Facile development, characterization, and evaluation of novel bicalutamide loaded pH-sensitive mesoporous silica nanoparticles for enhanced prostate cancer therapy.

It is a challenge to deliver therapeutics exclusively to cancer cells, while sparing the normal cells. However, pH-sensitive delivery systems have proved to be highly efficient in fulfilling this task due to their ability to provide on-demand and selective release of drug at acidic tumor sites. As a proof of concept, here pH responsive drug delivery system based on mesoporous core shell nanoparticles (NPs) surrounded with poly acrylic acid (PAA) layers were prepared employing a facile synthesis strategy.
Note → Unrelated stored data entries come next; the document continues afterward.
PR #663, opened 2020-09-11
Do not leak a dlopen library pointer into the precompiled image

jmert:
The library handle is a pointer, so it should not be cached during precompilation.

With some larger refactoring, the function `read_const` could be hidden completely, but at least now trying to use the function won't segfault Julia, and instead you just get an error about a NULL library handle.

---

This led down a rabbit hole, and as far as I can tell, all of the uses of `read_const` are technically not precompilation-safe either — in principle, the constants being retrieved are actually runtime-generated answers:
```julia
julia> using Libdl

julia> libhdf5 = dlopen("libhdf5");

julia> unsafe_load(convert(Ptr{Int64}, dlsym(libhdf5, :H5P_CLS_DATASET_CREATE_ID_g)))
-1

julia> # Initialize the HDF5 library
       ccall(dlsym(libhdf5, :H5open), Int64, ())
0

julia> unsafe_load(convert(Ptr{Int64}, dlsym(libhdf5, :H5P_CLS_DATASET_CREATE_ID_g)))
720575940379279369
```
Emprically, though, they must be generated in some mostly-stable fashion for this to have gone unnoticed (or maybe just unmentioned in the code, but already known/discussed in an old issue?).

### DIFF
--- a/src/HDF5.jl
+++ b/src/HDF5.jl
@@ -66,8 +66,10 @@ primitive type Hmpih64 <: Hmpih 64 end # OpenMPI C: pointers (mostly 64 bit)
 
 # Function to extract exported library constants
 # Kudos to the library developers for making these available this way!
-let libhdf5handle = Libdl.dlopen(libhdf5)
-    global read_const(sym::Symbol) = unsafe_load(convert(Ptr{Hid}, Libdl.dlsym(libhdf5handle, sym)))
+function read_const(sym::Symbol)
+    handle = Libdl.dlopen(libhdf5)
+    ccall((:H5open, libhdf5), Herr, ()) < 0 && error("error initializing the HDF5 library")
+    return unsafe_load(convert(Ptr{Hid}, Libdl.dlsym(handle, sym)))
 end
 
 # iteration order constants
--- a/src/HDF5.jl
+++ b/src/HDF5.jl
@@ -66,8 +66,9 @@ primitive type Hmpih64 <: Hmpih 64 end # OpenMPI C: pointers (mostly 64 bit)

Bicalutamide (BIC) was encased into surface functionalized MCM-41 nanoparticles via electrostatic interactions. The synthesized NPs were characterized by nitrogen adsorption and desorption isotherms, SEM-EDS, TEM, LXRD, and WXRD. In vitro release studies demonstrated that BIC-MSN-PAA NPs exhibited a higher release in the acidic media which varied inversely with the increase in pH. Further, the results of cell cytotoxicity assay were evident that BICMSNs exhibited more potent killing of both PC-3 and LNCaP cells than free BIC. PAA-MSNs also exhibited an enhanced cellular uptake and prolonged circulation time in vivo. The results are suggestive of the fact that PAA functionalized MSNs can serve as an effective pH-responsive template and hold a great potential ahead in controlled release and effective cancer treatment.